=== Stored records ===
______________________________
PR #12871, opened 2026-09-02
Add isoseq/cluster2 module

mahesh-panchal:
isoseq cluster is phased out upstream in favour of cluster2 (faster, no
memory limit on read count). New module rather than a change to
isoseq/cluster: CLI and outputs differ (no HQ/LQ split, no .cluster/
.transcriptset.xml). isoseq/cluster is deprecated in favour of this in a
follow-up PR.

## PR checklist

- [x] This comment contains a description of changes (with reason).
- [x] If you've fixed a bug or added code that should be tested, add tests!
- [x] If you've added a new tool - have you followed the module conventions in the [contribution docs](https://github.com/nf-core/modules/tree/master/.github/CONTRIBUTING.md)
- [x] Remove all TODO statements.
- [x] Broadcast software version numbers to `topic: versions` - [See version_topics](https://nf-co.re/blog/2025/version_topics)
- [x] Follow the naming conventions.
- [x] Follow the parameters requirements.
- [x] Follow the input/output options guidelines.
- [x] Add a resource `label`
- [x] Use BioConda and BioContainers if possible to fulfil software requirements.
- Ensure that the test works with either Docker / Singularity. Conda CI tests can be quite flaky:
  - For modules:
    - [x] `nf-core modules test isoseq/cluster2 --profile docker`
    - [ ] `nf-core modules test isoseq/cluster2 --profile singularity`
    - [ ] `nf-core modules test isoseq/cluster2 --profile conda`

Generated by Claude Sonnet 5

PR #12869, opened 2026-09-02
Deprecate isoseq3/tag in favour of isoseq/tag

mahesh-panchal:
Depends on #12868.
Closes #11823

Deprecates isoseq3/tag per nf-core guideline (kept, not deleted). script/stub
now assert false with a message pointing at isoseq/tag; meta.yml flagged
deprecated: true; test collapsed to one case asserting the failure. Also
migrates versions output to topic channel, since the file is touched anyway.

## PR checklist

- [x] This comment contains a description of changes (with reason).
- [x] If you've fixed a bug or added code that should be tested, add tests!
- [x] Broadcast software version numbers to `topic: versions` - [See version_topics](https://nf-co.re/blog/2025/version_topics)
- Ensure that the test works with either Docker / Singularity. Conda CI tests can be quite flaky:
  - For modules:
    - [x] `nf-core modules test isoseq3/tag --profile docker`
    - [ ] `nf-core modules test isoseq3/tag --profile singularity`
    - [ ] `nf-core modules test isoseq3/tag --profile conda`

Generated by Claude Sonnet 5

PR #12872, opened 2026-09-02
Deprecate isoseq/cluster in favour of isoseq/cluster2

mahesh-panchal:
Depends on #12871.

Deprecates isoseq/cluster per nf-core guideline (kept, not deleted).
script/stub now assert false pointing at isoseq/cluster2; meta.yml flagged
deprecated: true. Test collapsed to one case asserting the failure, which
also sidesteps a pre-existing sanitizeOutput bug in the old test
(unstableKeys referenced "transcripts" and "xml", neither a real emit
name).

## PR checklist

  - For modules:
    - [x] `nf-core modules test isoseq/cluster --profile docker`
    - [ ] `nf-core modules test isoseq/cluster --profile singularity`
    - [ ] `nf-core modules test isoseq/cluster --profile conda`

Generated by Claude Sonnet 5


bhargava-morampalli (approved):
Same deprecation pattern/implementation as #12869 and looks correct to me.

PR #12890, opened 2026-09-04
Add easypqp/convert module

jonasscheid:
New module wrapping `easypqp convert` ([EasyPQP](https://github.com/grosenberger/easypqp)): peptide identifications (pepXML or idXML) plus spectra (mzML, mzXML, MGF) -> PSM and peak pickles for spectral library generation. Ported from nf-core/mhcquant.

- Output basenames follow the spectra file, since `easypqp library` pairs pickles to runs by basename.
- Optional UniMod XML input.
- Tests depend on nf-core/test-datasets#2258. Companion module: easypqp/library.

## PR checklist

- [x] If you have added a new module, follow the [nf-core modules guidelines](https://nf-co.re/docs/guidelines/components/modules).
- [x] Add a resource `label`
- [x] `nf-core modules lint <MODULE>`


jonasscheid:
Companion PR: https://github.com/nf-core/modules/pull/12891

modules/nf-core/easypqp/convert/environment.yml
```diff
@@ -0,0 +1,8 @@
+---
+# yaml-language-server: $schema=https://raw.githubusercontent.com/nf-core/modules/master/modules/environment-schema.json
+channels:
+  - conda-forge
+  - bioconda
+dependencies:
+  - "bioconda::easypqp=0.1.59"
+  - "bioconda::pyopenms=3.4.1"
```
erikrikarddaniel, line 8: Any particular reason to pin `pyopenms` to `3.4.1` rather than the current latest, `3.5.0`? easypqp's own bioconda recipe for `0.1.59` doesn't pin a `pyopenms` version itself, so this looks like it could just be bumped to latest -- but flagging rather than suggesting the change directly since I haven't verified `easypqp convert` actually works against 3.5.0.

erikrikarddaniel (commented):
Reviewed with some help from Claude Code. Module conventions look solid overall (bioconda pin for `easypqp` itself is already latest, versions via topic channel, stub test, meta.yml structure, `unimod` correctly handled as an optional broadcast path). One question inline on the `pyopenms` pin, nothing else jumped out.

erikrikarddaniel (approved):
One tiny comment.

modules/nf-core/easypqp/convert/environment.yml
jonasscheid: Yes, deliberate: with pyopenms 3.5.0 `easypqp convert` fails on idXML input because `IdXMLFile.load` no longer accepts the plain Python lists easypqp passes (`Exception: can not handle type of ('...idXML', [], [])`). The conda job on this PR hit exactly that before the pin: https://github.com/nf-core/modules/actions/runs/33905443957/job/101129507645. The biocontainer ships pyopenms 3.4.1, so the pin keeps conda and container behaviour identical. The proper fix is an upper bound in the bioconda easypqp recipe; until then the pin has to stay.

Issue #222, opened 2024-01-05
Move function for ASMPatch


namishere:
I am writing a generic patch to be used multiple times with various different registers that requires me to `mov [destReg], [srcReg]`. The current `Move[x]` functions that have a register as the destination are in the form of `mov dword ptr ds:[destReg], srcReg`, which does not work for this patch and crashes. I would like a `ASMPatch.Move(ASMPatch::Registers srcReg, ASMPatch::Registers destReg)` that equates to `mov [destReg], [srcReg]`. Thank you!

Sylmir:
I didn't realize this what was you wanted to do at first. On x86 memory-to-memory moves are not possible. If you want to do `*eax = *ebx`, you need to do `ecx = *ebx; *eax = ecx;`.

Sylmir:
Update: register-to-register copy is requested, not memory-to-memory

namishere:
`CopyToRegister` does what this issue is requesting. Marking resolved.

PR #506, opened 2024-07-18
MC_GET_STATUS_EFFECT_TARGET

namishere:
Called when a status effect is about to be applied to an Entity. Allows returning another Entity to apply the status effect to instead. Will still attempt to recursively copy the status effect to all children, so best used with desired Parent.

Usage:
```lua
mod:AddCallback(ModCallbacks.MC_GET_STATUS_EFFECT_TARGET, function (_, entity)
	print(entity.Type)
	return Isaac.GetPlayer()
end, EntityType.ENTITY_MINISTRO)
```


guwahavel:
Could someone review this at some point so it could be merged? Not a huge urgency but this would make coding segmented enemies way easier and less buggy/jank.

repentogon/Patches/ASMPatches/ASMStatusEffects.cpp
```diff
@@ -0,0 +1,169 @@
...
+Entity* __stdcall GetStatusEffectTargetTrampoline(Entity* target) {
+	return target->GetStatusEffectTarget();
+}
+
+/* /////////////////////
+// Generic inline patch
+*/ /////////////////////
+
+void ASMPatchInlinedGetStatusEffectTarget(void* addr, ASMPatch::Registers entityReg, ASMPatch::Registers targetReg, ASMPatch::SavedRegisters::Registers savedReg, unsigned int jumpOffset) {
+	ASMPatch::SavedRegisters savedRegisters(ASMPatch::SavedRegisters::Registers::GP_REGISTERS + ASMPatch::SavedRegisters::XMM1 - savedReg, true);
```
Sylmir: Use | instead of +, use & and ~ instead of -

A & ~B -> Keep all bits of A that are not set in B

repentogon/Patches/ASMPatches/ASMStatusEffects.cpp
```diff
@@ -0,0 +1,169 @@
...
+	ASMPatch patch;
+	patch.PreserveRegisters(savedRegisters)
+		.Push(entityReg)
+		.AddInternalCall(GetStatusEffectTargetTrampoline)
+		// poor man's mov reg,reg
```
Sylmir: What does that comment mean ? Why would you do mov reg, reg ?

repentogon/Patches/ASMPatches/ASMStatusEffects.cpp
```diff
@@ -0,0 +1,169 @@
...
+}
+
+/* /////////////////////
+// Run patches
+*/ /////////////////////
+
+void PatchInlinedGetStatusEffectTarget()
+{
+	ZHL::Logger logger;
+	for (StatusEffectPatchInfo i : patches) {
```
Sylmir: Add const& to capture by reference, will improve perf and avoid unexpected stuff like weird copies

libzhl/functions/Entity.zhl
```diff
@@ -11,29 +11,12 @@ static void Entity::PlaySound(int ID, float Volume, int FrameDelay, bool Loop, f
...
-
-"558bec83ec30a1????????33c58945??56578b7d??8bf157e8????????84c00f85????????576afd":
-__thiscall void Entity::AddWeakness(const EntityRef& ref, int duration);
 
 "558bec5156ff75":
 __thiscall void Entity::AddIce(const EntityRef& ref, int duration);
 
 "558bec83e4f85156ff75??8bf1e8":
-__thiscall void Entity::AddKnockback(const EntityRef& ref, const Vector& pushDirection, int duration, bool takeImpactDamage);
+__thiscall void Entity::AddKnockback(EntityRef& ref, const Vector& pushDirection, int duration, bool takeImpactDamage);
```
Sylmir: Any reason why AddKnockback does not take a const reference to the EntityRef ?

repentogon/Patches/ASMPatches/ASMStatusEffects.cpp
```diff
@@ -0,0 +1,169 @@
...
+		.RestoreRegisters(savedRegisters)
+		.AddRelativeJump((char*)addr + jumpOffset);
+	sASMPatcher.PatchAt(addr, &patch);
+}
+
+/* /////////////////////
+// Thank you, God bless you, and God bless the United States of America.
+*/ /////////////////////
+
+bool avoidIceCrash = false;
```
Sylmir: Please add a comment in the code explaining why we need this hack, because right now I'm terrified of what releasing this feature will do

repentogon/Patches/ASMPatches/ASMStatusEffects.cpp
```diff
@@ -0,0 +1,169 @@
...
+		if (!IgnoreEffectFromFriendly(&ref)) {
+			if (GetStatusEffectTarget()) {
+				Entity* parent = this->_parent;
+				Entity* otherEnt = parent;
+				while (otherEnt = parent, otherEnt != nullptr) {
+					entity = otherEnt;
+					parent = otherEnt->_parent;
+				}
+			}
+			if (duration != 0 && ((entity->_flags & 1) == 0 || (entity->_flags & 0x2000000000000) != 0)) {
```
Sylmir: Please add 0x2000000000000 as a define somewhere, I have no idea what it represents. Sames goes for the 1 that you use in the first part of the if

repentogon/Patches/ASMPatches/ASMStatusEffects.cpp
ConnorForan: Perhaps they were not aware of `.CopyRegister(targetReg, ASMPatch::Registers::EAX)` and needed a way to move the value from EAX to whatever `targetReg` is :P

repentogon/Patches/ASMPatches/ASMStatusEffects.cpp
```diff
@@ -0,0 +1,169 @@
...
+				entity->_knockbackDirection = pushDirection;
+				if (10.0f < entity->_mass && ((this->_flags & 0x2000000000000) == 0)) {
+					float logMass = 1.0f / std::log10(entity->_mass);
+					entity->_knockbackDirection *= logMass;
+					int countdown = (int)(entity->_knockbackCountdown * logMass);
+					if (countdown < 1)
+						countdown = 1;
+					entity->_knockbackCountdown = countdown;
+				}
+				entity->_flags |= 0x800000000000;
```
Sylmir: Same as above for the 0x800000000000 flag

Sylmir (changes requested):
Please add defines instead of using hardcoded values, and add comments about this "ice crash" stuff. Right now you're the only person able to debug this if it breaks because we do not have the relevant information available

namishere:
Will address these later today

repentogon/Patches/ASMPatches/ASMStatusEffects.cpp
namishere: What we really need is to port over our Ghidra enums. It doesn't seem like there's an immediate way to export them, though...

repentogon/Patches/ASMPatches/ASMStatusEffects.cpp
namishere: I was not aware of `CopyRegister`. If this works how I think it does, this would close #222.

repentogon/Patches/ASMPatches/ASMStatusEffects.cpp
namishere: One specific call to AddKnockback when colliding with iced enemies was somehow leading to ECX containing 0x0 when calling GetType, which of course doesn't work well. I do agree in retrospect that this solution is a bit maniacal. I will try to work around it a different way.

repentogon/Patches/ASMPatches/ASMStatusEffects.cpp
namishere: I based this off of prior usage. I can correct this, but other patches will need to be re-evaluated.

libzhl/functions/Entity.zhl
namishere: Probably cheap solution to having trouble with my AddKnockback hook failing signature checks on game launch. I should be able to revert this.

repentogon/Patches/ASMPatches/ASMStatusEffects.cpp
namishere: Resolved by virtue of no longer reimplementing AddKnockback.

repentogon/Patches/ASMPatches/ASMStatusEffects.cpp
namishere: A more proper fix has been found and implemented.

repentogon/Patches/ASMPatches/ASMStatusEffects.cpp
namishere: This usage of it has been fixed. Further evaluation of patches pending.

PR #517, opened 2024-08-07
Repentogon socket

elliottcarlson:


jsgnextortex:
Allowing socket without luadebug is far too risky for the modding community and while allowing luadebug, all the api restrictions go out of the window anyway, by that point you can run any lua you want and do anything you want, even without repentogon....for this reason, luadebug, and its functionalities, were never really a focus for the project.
______________________________
=== Exercise goal ===
Copy every line of the data above in which the string "requested" appears.

=== Response to the exercise ===
Update: register-to-register copy is requested, not memory-to-memory
Sylmir (changes requested):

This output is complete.